» TASK GOAL
What lines below contain the word "files"? Please pull each one out.

[Items from a data source]
○ ○ ○ ○

PR #3895, opened 2023-10-31
RW-10598  Support updating replica for supporting stop/start (only ALLOWED apps for now)

Qi77Qi:
https://precisionmedicineinitiative.atlassian.net/browse/RW-10598

More changes coming..No need to review yet

See [this](https://docs.google.com/document/d/1T2Sqq9x4YAuhpYZX1budhnU-Hc7J2mKCult69oOsW5o/edit) for more details. [Related PR](https://github.com/broadinstitute/workbench-libs/pull/1592)

This PR changes stop/start to use scaling up/down replicas for `ALLOWED` apps. I think this is a good start as we try out this new approach. For Galaxy to adopt this approach, it'll be tricky because it has a few more deployments instead of just one deployment. I'll try to add CROMWELL in a follow up PR.

Tested on a BEE
1. Stop/start behaves as expected for `ALLOWED` apps. Verified autoscaling is working as expected as well (nodepool gets resized to 0 automatically when there's no PODs running on the nodepool). One rule I'm enforcing here is that if an app is using `replica` for stop/start, then `autoscaling` has to be `true`..In this case, `ALLOWED` app always have `autoscaling` enabled
2. There's no change to all other apps' stop/start behavior.

- [ ] I validated this change 

### DIFF
--- a/automation/src/test/scala/org/broadinstitute/dsde/workbench/leonardo/apps/AppLifecycleSpec.scala
+++ b/automation/src/test/scala/org/broadinstitute/dsde/workbench/leonardo/apps/AppLifecycleSpec.scala
@@ -65,7 +65,7 @@ class AppLifecycleSpec
     googleProject =>
       test(googleProject,
            createAppRequest(AppType.Allowed, "rstudio-test-workspace", None, Some(AllowedChartName.RStudio)),
-           false,
+           true,
            true
       )
   }
--- a/http/src/main/scala/org/broadinstitute/dsde/workbench/leonardo/util/GKEInterpreter.scala
+++ b/http/src/main/scala/org/broadinstitute/dsde/workbench/leonardo/util/GKEInterpreter.scala
@@ -1036,7 +1036,7 @@ class GKEInterpreter[F[_]](
             // Update nodepool status to Running and app status to Stopped
             _ <- attemptToStop match {
               case Left(e) =>
-                // This updates the APP back to `RUNNNING` status instead of putting it into `ERROR` status. This
+                // This updates the APP back to `RUNNING` status instead of putting it into `ERROR` status. This
                 // can be confusing to users since they will notice the APP is not stoppable.
                 // Currently, Leo doesn't have a good way to inform users about "an error happened during Stopping",
                 // which I think we should spend some effort design this out.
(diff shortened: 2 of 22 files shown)


http/src/main/scala/org/broadinstitute/dsde/workbench/leonardo/util/GKEInterpreter.scala
```diff
@@ -1014,101 +1014,47 @@ class GKEInterpreter[F[_]](
...
-                s"setNodepoolSize operation has failed or timed out for nodepool ${dbNodepool.id}"
-              ) >>
-                F.raiseError[Unit](NodepoolStopException(dbNodepool.id))
-        } yield ()
+              .attempt
+
+            // Update nodepool status to Running and app status to Stopped
+            _ <- attemptToStop match {
+              case Left(e) =>
+                // This updates the APP back to `RUNNNING` status instead of putting it into `ERROR` status. This
```
LizBaldo: nit, `RUNNING`

LizBaldo: But yeah, i agree this makes a lot more sense from the user's perspective 👍

LizBaldo (commented):
I really like the refactoring, and you made it super clear / easy for the rest of the app types to follow when we get to that.

One thing though, would it make sense to have an automation test that would spin both Allowed app and successfully stop / start them? I know that AOU wants to move away from E2E tests, but making sure that we don't break this seems pretty important to me

Qi77Qi:
@LizBaldo lmk if u have more comments...an integration for start/stop rstudio app is added (can't really test SAS since it's only available for AoU projects)

automation/src/test/scala/org/broadinstitute/dsde/workbench/leonardo/apps/AppLifecycleSpec.scala
```diff
@@ -65,7 +65,7 @@ class AppLifecycleSpec
     googleProject =>
       test(googleProject,
            createAppRequest(AppType.Allowed, "rstudio-test-workspace", None, Some(AllowedChartName.RStudio)),
-           false,
+           true,
```
LizBaldo, line 68: 👍

LizBaldo (approved):
:shipit: Thanks for switching on the stop/start for Rstudio, it would be create to eventually expand to creating two ALLOWED apps so you can test the stop/start with multiple apps, since that was the original bug :)

Qi77Qi:
@LizBaldo I think the test might already validate that because we're using the same test user, which means all apps will be sharing the same nodepool (before this PR, Galaxy is the only one had the flag enabled)

Btw, I notice galaxy test is disabled

LizBaldo:
Makes sense, yeah I think nathan disabled that test a while back because it was super flaky, we could reenable it

PR #3906, opened 2023-11-02
RW-10711 fix sas proxy bug

Qi77Qi:
This value is passed to the SAS chart to define `sas.commons.web.security.csrf.allowedUris` so that SAS won't reject requests proxied from Leonardo.

In all other envs, Leo's referer is the same as proxy url's domain, but that's not the case for prod leonardo.

So change the variable to use leo's proxy url's domain, which will fix the bug

### Who tested and where

- [ ] I validated this change 

### DIFF
--- a/http/src/main/scala/org/broadinstitute/dsde/workbench/leonardo/util/BuildHelmChartValues.scala
+++ b/http/src/main/scala/org/broadinstitute/dsde/workbench/leonardo/util/BuildHelmChartValues.scala
@@ -333,7 +333,7 @@ private[leonardo] object BuildHelmChartValues {
           raw"""ingress.path.sas=${ingressPath}${"(/|$)(.*)"}""",
           raw"""ingress.path.welder=${welderIngressPath}${"(/|$)(.*)"}""",
           raw"""ingress.proxyPath=${ingressPath}""",
-          raw"""ingress.referer=${config.leoUrlBase}""",
+          raw"""ingress.referer=${config.proxyConfig.proxyUrlBase.dropRight(6)}""",
           raw"""ingress.annotations.nginx\.ingress\.kubernetes\.io/proxy-redirect-from=http://${k8sProxyHost
               .address()}""",
           raw"""imageCredentials.username=${config.allowedAppConfig.sasContainerRegistryCredentials.username.asString}""",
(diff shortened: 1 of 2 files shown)


http/src/main/scala/org/broadinstitute/dsde/workbench/leonardo/util/BuildHelmChartValues.scala
```diff
@@ -333,7 +333,7 @@ private[leonardo] object BuildHelmChartValues {
           raw"""ingress.path.sas=${ingressPath}${"(/|$)(.*)"}""",
           raw"""ingress.path.welder=${welderIngressPath}${"(/|$)(.*)"}""",
           raw"""ingress.proxyPath=${ingressPath}""",
-          raw"""ingress.referer=${config.leoUrlBase}""",
+          raw"""ingress.referer=${config.proxyConfig.proxyUrlBase.dropRight(6)}""",
```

○ ○ ○ ○

» RESULT
(diff shortened: 2 of 22 files shown)
(diff shortened: 1 of 2 files shown)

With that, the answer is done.